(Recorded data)
PR #3190, opened 2026-04-28
feat(net): reverse-proxy auth gate (Bearer / Basic) with X-Forwarded-User

helix-nine:
## Summary

Adds an optional **`auth` gate** on `AddSslOptions` so a binding can require Bearer or Basic auth at the OS reverse proxy. Authenticated Basic users are forwarded upstream as `X-Forwarded-User`, in the same spirit as the existing `addXForwardedHeaders` plumbing.

```ts
await multi.bindPort(8080, {
  protocol: 'http',
  addSsl: {
    auth: {
      type: 'basic',
      credentials: [
        { username: 'alice', password: 'hunter2' },
        { username: 'bob',   password: 'swordfish' },
      ],
    },
  },
})
// upstream sees:  Authorization: Basic ...   AND   X-Forwarded-User: alice
```

Unauthenticated / unknown-credential requests get `401 Unauthorized` with a `WWW-Authenticate: Basic realm="StartOS"` (or `Bearer …`) challenge.

## Design

- **`ProxyAuth`** in `core/src/net/host/binding.rs`:
  - `Basic { credentials: Vec<BasicCredential> }` — list of accepted `(username, password)` pairs. Matched username is forwarded as `X-Forwarded-User`.
  - `Bearer { tokens: Vec<String> }` — list of accepted tokens. No user is forwarded (no user concept).
- **`AuthGate`** (in `core/src/net/http.rs`): compiled once per stream from `ProxyAuth`. Stores a `HashMap<HeaderValue, Option<HeaderValue>>` keyed by the *full* `Authorization` value (`"Basic dXNlcjpwYXNz"` / `"Bearer foo"`) and a pre-built `WWW-Authenticate` header value. Per-request cost is one `HeaderMap::get` + one `HashMap` probe — no per-request base64 / no per-credential loop.
- **`apply_request_policy`**: single function called from both the HTTP/1 and HTTP/2 service_fn. It (a) strips client-supplied `X-Forwarded-*` headers, (b) runs the gate, (c) sets `X-Forwarded-Proto`/`X-Forwarded-For` if `add_forwarded`, (d) sets `X-Forwarded-User` on a successful Basic match.
- **Response unification**: service_fn returns `Response<BoxBody<Bytes, …>>` so we can return either an upstream `hyper::body::Incoming` or a synthetic `Full<Bytes>` 401 body from the same closure.

### Security notes

- Client-supplied `X-Forwarded-User` is **always stripped**, even on bindings without a gate and even when `addXForwardedHeaders` is `false`. An upstream service that trusts that header can never be tricked by a malicious client.
- Lookup is plain `HashMap` (not constant-time). These are operator-controlled accept-lists, not user-supplied passwords being verified against a database, so timing leakage of the credential set size is not in the threat model. If we want constant-time later we can swap the inner check.
- Compile errors (e.g. a credential containing chars that don't fit in an `HeaderValue`) are logged and the gate is dropped, leaving the binding behaving as if `auth` were unset rather than 401-ing every request — i.e. configuration errors never make a binding *more* permissive than the operator intended.

## What changed

- `core/src/net/host/binding.rs`: `ProxyAuth` enum + `BasicCredential` struct, both `#[ts(export)]`.
- `core/src/net/http.rs`: `AuthGate`, `apply_request_policy`, `BoxBody`-based response type, refactored HTTP/1 + HTTP/2 service_fn, **5 unit tests**.
- `core/src/net/vhost.rs`: compiles `AuthGate` once per stream and routes through `run_http_proxy` whenever forwarded-headers OR auth-gate is set.
- `core/src/net/net_controller.rs`, `core/src/db/model/public.rs`: default `auth: None` on `AddSslOptions` literals.
- `sdk/base/lib/osBindings/`: regenerated bindings (new `ProxyAuth.ts`, new `BasicCredential.ts`, updated `AddSslOptions.ts`).
- `sdk/base/lib/interfaces/Host.ts`: re-exports `ProxyAuth` and `BasicCredential`. `bindPortForKnown` defaults `auth: null` so package devs override per-binding via the `addSsl` partial.
- `container-runtime/`, `web/projects/ui/src/app/services/api/mock-patch.ts`: default `auth: null` on existing literals.

## Verification

- `cargo check -p start-os --lib` ✅
- `cargo test --lib --features test net::` (incl. all `export_bindings_*` and the 5 new gate tests) ✅
- `cd sdk/base && npm run tsc && npm test` ✅
- `cd sdk/package && npm run tsc` ✅
- `cd container-runtime && npx tsc --noEmit` ✅

## Notes

- HTTP/1.1 → HTTP/2 upgrade path: the inner `run_http2_proxy` is called with `add_forwarded=false, gate=None` — the outer hop already validated the request, and the inner call only carries the upgraded byte stream.
- No SDK version bump in this PR.


core/src/net/host/binding.rs
```diff
@@ -236,6 +236,38 @@ pub struct AddSslOptions {
...
     pub add_x_forwarded_headers: bool, // TODO
     pub alpn: Option<AlpnInfo>,
+    /// Optional reverse-proxy auth gate. When set, the OS reverse proxy
+    /// will validate the `Authorization` header on incoming HTTP requests
+    /// against this configuration before forwarding them upstream.
+    /// Unauthenticated requests get `401 Unauthorized` with an appropriate
+    /// `WWW-Authenticate` challenge. For `Basic`, the authenticated
+    /// username is forwarded to the upstream service as `X-Forwarded-User`.
+    /// Setting this implies HTTP-aware proxying (same path as
+    /// `add_x_forwarded_headers`).
```
dr-bonez: make a similar doc comment on add_x_forwarded_headers, and drop the "same path as" parenthetical

dr-bonez (changes requested):

helix-nine:
Done — pushed as `2016d65ec`.

- Added a parallel doc comment to `add_x_forwarded_headers` describing what it actually does (`X-Forwarded-Proto: https` + `X-Forwarded-For: <client-ip>`, and that it implies HTTP-aware proxying). Also dropped the stale `// TODO`.
- Dropped the `(same path as add_x_forwarded_headers)` parenthetical from `auth`'s doc — both fields are now self-documenting so the cross-reference isn't needed.
- Regenerated `sdk/base/lib/osBindings/AddSslOptions.ts` so the same docs surface in the TS bindings for package developers.

dr-bonez (approved):

helix-nine:
Thanks for the review, @dr-bonez! 🙏

core/src/net/http.rs
```diff
@@ -1,17 +1,157 @@
...
+        use base64::Engine;
+        let mut valid: HashMap<HeaderValue, Option<HeaderValue>> = HashMap::new();
+        let challenge = match auth {
+            ProxyAuth::Bearer { tokens } => {
+                for token in tokens {
+                    let v = HeaderValue::from_str(&format!("Bearer {token}"))
+                        .with_kind(ErrorKind::InvalidRequest)?;
+                    valid.insert(v, None);
+                }
+                HeaderValue::from_static("Bearer realm=\"StartOS\"")
```
dr-bonez: Should the realm be defined by the package?

core/src/net/http.rs
```diff
@@ -1,17 +1,157 @@
...
+fn apply_request_policy<B>(
+    req: &mut Request<B>,
+    src_ip: Option<IpAddr>,
+    add_forwarded: bool,
+    gate: Option<&AuthGate>,
+) -> Result<(), Response<ProxyBody>> {
+    // Always strip — never trust client-supplied forwarded identity.
+    let h = req.headers_mut();
+    h.remove("X-Forwarded-User");
+    if add_forwarded || gate.is_some() {
```
dr-bonez: this check is redundant with the fact we don't do an http-level proxy unless this condition is true

core/src/net/vhost.rs
```diff
@@ -815,14 +822,37 @@ where
...
+        // gate, which means upstream is reachable; that is the same
+        // behaviour as if `auth` were never set, so it never makes a
+        // misconfigured binding *more* permissive than the operator's
+        // intent (a misconfigured gate would otherwise 401 every request,
+        // but configuring credentials that don't fit in a header value is
+        // an authoring bug, not a runtime condition).
+        let auth_gate = match self.auth.as_ref().map(crate::net::http::AuthGate::from_auth) {
+            Some(Ok(g)) => Some(g),
+            Some(Err(e)) => {
+                tracing::error!("Failed to compile proxy auth gate: {e}");
```
dr-bonez: should probably fail the connection in this scenario. way safer option

dr-bonez (changes requested):

helix-nine:
Pushed `efecc3c53` addressing all three pieces of feedback:

**1. Package-defined realm** (`http.rs:65`)
`ProxyAuth::{Bearer,Basic}` now each carry an optional `realm` field that flows into the `WWW-Authenticate` challenge — defaults to `"StartOS"` when unset. Realm strings are sanitized against `quoted-string` metacharacters (`"`, `\`, control bytes are dropped) so a hostile or sloppy realm can't break out of the challenge header. Bindings re-exported from `osBindings/ProxyAuth.ts`.

**2. Redundant strip guard** (`http.rs:128`)
You're right — `apply_request_policy` is only ever reached on the HTTP-aware path, which is itself gated on `add_forwarded || gate.is_some()`. Dropped the inner `if` and `X-Forwarded-{For,Proto,User}` are now unconditionally stripped at the top of the function.

**3. Fail-closed on gate compile failure** (`vhost.rs:839`)
Agreed — silently-no-gate is way too dangerous. On `AuthGate::from_auth` returning `Err` we now log and `return` from `handle_stream` before spawning, dropping `stream` and `prev` so the TLS-accepted connection terminates. Operators see the error in logs; clients see a connection close instead of an exposed upstream.

Test suite: existing 5 tests updated for the new `realm: …` field, plus a new `realm_is_sanitized_against_quoted_string_metacharacters` test (`hax"\…or` → `Basic realm="haxor"`) and the rejection test now asserts the package-supplied realm round-trips into the challenge verbatim. All 6 `net::http` tests green; SDK + container-runtime tsc clean.

core/src/net/http.rs
```diff
@@ -1,17 +1,175 @@
...
+                None => Err(self.unauthorized()),
+            },
+            None => Err(self.unauthorized()),
+        }
+    }
+
+    fn unauthorized(&self) -> Response<ProxyBody> {
+        Response::builder()
+            .status(http::StatusCode::UNAUTHORIZED)
+            .header(http::header::WWW_AUTHENTICATE, self.challenge.clone())
```
dr-bonez, line 120: should this be PROXY_AUTHENTICATE instead?

helix-nine:
I think `WWW-Authenticate` / `401` is correct here, but let me lay out the reasoning since it's a fair question.

Per RFC 7235:

- **`WWW-Authenticate` + `401 Unauthorized`** — auth required to access the *target resource*. Used by origin servers and reverse proxies that are gating access on behalf of an origin.
- **`Proxy-Authenticate` + `407 Proxy Authentication Required`** — auth required to use *the proxy itself*. Used by forward proxies (think corporate egress, an HTTP `CONNECT` tunnel, etc.) where the client has explicitly configured the proxy.

The StartOS reverse proxy is transparent to clients — from a client's POV they're talking to `https://<package-host>/…` and the proxy is acting as the origin. They didn't configure a proxy; they don't know one exists. So semantically we're a reverse proxy gating an origin, which is the `WWW-Authenticate` case. This also matches what nginx (`auth_basic`), Traefik (`BasicAuth` middleware), Caddy (`basicauth`), Apache (`mod_auth_basic`), and HAProxy all emit when they gate upstream access.

There's a practical consequence too: browsers treat the two very differently. `401`/`WWW-Authenticate` triggers the standard credential prompt scoped to the origin + realm, with credentials cached per-origin so the user only sees the prompt once. `407`/`Proxy-Authenticate` is gated through the OS/browser proxy stack and in many configurations never prompts at all — for a transparent reverse proxy it would just produce a broken UX.

So I'd like to leave this as-is. Happy to push back if I'm misreading the intent though — were you thinking about a forward-proxy use case I'm not seeing, or is there a specific client behaviour we're trying to match?

dr-bonez (approved):

helix-nine:
Thanks for the second look, @dr-bonez! 🙏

• _REQUIRED WORK_: If a line of the data contains the word "defined", it counts toward the total; state that total alone.

• _FINISHED TASK_: 2